Wir freuen uns über die Bischöfe, die kommen und in einen konstruktiven Dialog eintreten, die auch auf das Kirchenvolk hören. Das ist wichtig, weil sich die römisch-katholische Kirche in einem Zustand der Angst und Selbstvergewisserung befindet. Wir wissen natürlich, dass die Bischöfe sehr durch Rom gebunden sind. Zwar wird Papst Benedikt als lächelnder Papst wahrgenommen, aber der wirkliche Kurs der römisch-katholischen Kirche ist anders. Er ist in der Ökumene sehr auf Abgrenzung bedacht und beschwört in der neuen tridentinischen Karfreitagsfürbitte Konflikte mit dem Judentum herauf. Ich kann nur sehr hoffen, dass die Bischöfe, die kommen, zum Dialog bereit sind und dass keine Störfeuer von abwesenden Bischöfen kommen, und auch nicht aus Rom.

Sind Sie mit dem Programm und dem Leitwort zufrieden?

Die Frage ist, ob trotz des umfassenden Programms tatsächlich die brennenden Themen wie pastorale Umstrukturierung oder Priestermangel ausreichend thematisiert werden. Das Leitwort „Du führst uns hinaus ins Weite“ macht aber Mut, neue Wege zu gehen, bestehende Grenzen zu überwinden. Da gehen wir gerne mit.
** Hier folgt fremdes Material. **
Issue #853, opened 2016-11-15
Sfm module on windows using VS 2015


LaurentBerger:
Hi,

Building SFM module with VS2015
For multiview project M_PI is undefined. Preprocessor definition _USE_MATH_DEFINES can be add using VS 2015 (windows 10)

terfendail:
@LaurentBerger 
Could you please provide your CMake and build output and describe used prerequisites and libraries?
I've successfully build SFM with VS2015(Win 10). Additional investigation shows that M_PI constant was defined in `Eigen/Geometry` file in my case.

LaurentBerger:
Sorry for delay : 
Cmake output in GUI : 
FP16: Compiler support is available
A library with BLAS API not found. Please specify library location.
LAPACK requires BLAS
A library with LAPACK API not found. Please specify library location.
found IPP (ICV version): 9.0.1 [9.0.1]
at: F:/lib/opencv/3rdparty/ippicv/unpack/ippicv_win
CUDA detected: 7.5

Manche Kritiker sagen: Die Kirchenvolksbewegung, das sind die ewigen Nörgler...

Mit dieser Kritik können wir gut leben, denn wir wissen genau, aus welcher Richtung diese Kritik kommt. Im Augenblick mangelt es in erschreckender Weise am Dialog. Bald 50 Jahre nach dem Zweiten Vatikanischen Konzil ist es notwendiger denn je, diesen Dialog innerhalb der Kirche und mit anderen immer wieder einzufordern. Deshalb bleiben wir dran.